I can do this by composing the transducer with its transpose (switching input and output), minimizing, intersecting with the diagonal on the alphabet, and detecting whether a state $(x,y)$ in the product of states survives with $x\neq y$.

However, I'd very much like a faster algorithm, say of complexity $O(n\log n)$ with $n=$ number of states (the alphabet size can be assumed small).

I thought about adapting Hopcroft's (1971) algorithm, by constructing a partition of the stateset in which, initially, two states $x,y$ are in the same part iff there exists a letter $a$ with $(x,a)\to(x',b)$ and $(y,a)\to(y',b)$ for some $x',y'$, and then refining the partition; however it doesn't seem to work straight off the bat.

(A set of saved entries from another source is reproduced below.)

PR #146, opened 2018-07-09
Add NoAuthIPAddr option for go swiftclient

bloodeagle40234:
Previously swiftclient go binding written in ProxyFS repository is pinning the no auth proxy server ip address as 127.0.0.1 but that hard coded configuration gives us constraints like 1. no-auth proxy sever cannot be listening any internal ip address for any no-auth fuse system. 2. proxyfsd cannot be configured to look up existing proxy-server for testing. And also the deployment model that proxyfsd should be located swift proxy would give more operational consideration because backend swift requires Ring distribution for all swift proxy nodes in the cluster.

This new option called NoAuthIPAddr is for setting the IP address from proxyfsd to no-auth swift proxy server enables us to separate the deployment operation between proxyfsd and backend swift and make the flexible configuration for us in my opinion.


edmc-ss:
In swiftclient/config.go, the change made immediately mandates that the config file specifies the SwiftClient.NoAuthIPAddr. This is definitely my preference i.e. that there be no defaults in the code. That said, the practice of providing a temporary default until such time that scripts/tools building the ProxyFS configs catch up might be nice.

If you don't mind, I'd like to make that temporary default present and merge the result. Ok?

swiftclient/config.go
```diff
@@ -76,7 +77,12 @@ func Up(confMap conf.ConfMap) (err error) {
 		return
 	}
 
-	globals.noAuthStringAddr = "127.0.0.1:" + strconv.Itoa(int(noAuthTCPPort))
+	noAuthIPAddr, err = confMap.FetchOptionValueString("SwiftClient", "NoAuthIPAddr")
+	if nil != err {
+		return
+	}
+	globals.noAuthStringAddr = noAuthIPAddr + ":" + strconv.Itoa(int(noAuthTCPPort))
```
edmc-ss, line 84: This is where my comment about providing a temporary default for NoAuthIPAddr would go... if you are ok with it...

bloodeagle40234:
Temporary default sounds ok to me to migrate until the option is available as required.

edmc-ss:
Ok - great! I'll pull this I to 1.6 we hope to tag this Friday. Thanks for the PR.

edmc-ss:
Brought over PR into swiftstack/ProxyFS repo as PR https://github.com/swiftstack/ProxyFS/pull/155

EDIT: here is more explicitly the relation I am interested in. Say two states $x,y$ in a transducer are weakly equivalent, $x\sim y$, if there is at least one letter $a$ such that $x,y$ have the same output on input $a$, and lead to weakly equivalent respective states. This defines uniquely weak equivalence if one asks for $\sim$ to be maximal with this property. (Beware that it is not, in general, and equivalence relation).

It may be computed as follows: start by $x\sim_0 y$ for all $x,y$; then define $x\sim_n y$ if there is a letter $a$ and transitions $(x,a)\to(x',b)$ and $(y,a)\to(y',b)$ with $x'\sim_{n-1}y'$. These are a descending sequence of relations, so must stabilize, and they stabilize to weak equivalence.

The real question I'm interested in is not how to compute $\sim$, but merely to determine whether it is non-trivial; and I want to do that in subquadratic time, ideally linear up to logarithmic terms.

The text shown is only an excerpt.